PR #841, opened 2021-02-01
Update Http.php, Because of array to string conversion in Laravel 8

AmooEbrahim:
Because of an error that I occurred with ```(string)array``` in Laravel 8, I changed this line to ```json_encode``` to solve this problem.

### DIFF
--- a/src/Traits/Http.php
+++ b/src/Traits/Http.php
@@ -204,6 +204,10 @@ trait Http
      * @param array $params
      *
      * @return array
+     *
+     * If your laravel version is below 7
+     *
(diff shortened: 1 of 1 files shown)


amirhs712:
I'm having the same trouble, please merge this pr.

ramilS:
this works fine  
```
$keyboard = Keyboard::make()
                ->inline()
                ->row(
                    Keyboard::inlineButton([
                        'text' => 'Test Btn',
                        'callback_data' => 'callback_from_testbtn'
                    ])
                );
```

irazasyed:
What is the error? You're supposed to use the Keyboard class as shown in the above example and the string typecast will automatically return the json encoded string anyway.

_ _ _

▸ Task objective
Put down each entry again, unchanged and complete.

▸ Answer below
PR #841, opened 2021-02-01
Update Http.php, Because of array to string conversion in Laravel 8

AmooEbrahim:
Because of an error that I occurred with ```(string)array``` in Laravel 8, I changed this line to ```json_encode``` to solve this problem.

### DIFF
--- a/src/Traits/Http.php
+++ b/src/Traits/Http.php
@@ -204,6 +204,10 @@ trait Http
      * @param array $params
      *
      * @return array
+     *
+     * If your laravel version is below 7
+     *
(diff shortened: 1 of 1 files shown)


amirhs712:
I'm having the same trouble, please merge this pr.

ramilS:
this works fine  
```
$keyboard = Keyboard::make()
                ->inline()
                ->row(
                    Keyboard::inlineButton([
                        'text' => 'Test Btn',
                        'callback_data' => 'callback_from_testbtn'
                    ])
                );
```

irazasyed:
What is the error? You're supposed to use the Keyboard class as shown in the above example and the string typecast will automatically return the json encoded string anyway.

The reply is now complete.